─── Study material ───

PR #76, opened 2021-12-10
Ensure that the Boolean formatter is not affected by whitespace when parsing input

mattheyan:
- Trim both input and true/false values in the boolean formatter
- Add unit tests for Date/Number/Boolean custom format specifiers
- Add unit tests for low-level date and number formatting and parsing

### DIFF
--- a/src/calculated-property-rule.unit.ts
+++ b/src/calculated-property-rule.unit.ts
@@ -44,7 +44,7 @@ describe("CalculateRule", () => {
 		expect(consoleOutputs).toEqual(["Error encountered while running rule \"Test.Choice.Calculated\".", "Error: Cannot set Choice, \"x\" is not an allowed value."]);
 	});
 
-	describe("default value calculation", async () => {
+	describe("default value calculation", () => {
 		let model: Model;
 		let TestEntity: Type;
 		beforeEach(async () => {
--- a/src/format.ts
+++ b/src/format.ts
@@ -414,10 +414,11 @@ export function createFormat<T>(model: Model, type: any, format: string): Format
 				}
 			},
 			convertBack: function (str: string): boolean | FormatError {
-				if (str.toLowerCase() === trueFormat.toLowerCase()) {
+				str = str.trim();
+				if (str.toLowerCase() === trueFormat.trim().toLowerCase()) {
 					return true;
 				}
-				else if (str.toLowerCase() === falseFormat.toLowerCase()) {
+				else if (str.toLowerCase() === falseFormat.trim().toLowerCase()) {
 					return false;
 				}
 				else {
--- a/src/format.ts
+++ b/src/format.ts
@@ -402,6 +402,15 @@ export function createFormat<T>(model: Model, type: any, format: string): Format
 			nullFormat = formats.length > 2 ? formats[2] : "";
 		}
 
+		/**
+		 * Determines if the given string matches the given format option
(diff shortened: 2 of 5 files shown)


src/format.ts
```diff
@@ -402,6 +402,15 @@ export function createFormat<T>(model: Model, type: any, format: string): Format
...
 		}
 
+		/**
+		 * Determines if the given string matches the given format option
+		 * @param str The text to check
+		 * @param formatValue The true or false format option
+		 */
+		const isFormatMatch = (str, formatValue) => {
+			return str.trim().toLowerCase() === formatValue.trim().toLowerCase();
+		};
```
mattheyan, line 412: The main fix of the PR is to convert True/False values to lower-case before comparing to the input. I also added trimming of the input text, even though its being done in the `Format` class itself, since I'm not sure it necessarily should be done there. Finally, moved this logic into a reusable function.

src/format.unit.ts
```diff
@@ -88,4 +89,173 @@ describe("format", () => {
 		let form = await model.types.Form.create({}) as any;
 		expect(form.toString("[Table]")).toBe("Text2, Text2");
 	});
-});
\ No newline at end of file
+
```
mattheyan, line 92: Added tests for Date/Number/Boolean custom formatting. For each field type the tests check that null or whitespace is parsed as null, and formatting and parsing for each field sub-type (i.e.: Date/Time, Integer/Decimal/Percentage). Also, the `convertBack` calls include leading and trailing whitespace to ensure that the formatters aren't affected by that.

src/format.unit.ts
```diff
@@ -55,8 +56,8 @@ describe("format", () => {
 		});
 		let form = await model.types.Form.create({}) as any;
 		form.Text = "label1";
-		var val = model.types.Form.jstype.$Number.format.convertBack("test") as FormatError;
-		var error = val.createCondition(form, model.types.Form.jstype.$Number);
+		var val = model.types.Form.getProperty("Number").format.convertBack("test") as FormatError;
+		var error = val.createCondition(form, model.types.Form.getProperty("Number"));
```
mattheyan, line 60: Just changed this to call `.getProperty()` to avoid TypeScript compiler warnings.

src/calculated-property-rule.unit.ts
```diff
@@ -44,7 +44,7 @@ describe("CalculateRule", () => {
 		expect(consoleOutputs).toEqual(["Error encountered while running rule \"Test.Choice.Calculated\".", "Error: Cannot set Choice, \"x\" is not an allowed value."]);
 	});
 
-	describe("default value calculation", async () => {
```
mattheyan, line 47: This `async` keyword was unnecessary and jest printed a warning about it.

src/format.unit.ts
```diff
@@ -88,4 +89,173 @@ describe("format", () => {
...
+					PercentageField: {
+						label: "Percentage",
+						type: Number,
+						format: "P1"
+					}
+				}
+			});
+		});
+		test("parses null or whitespace as null", async () => {
+			let form = await model.types.Form.create({}) as any;
```
tskimmett, line 188: Not really a request to change it, but wanted to say the `form` initialization could be factored out since `beforeEach` supports `async`. I was not initially aware that was possible, so figured I'd share.

tskimmett (approved):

───

[Your goal] Count the lines in the records above that contain the word "formatValue", and reply with only that number.

[Your response] 3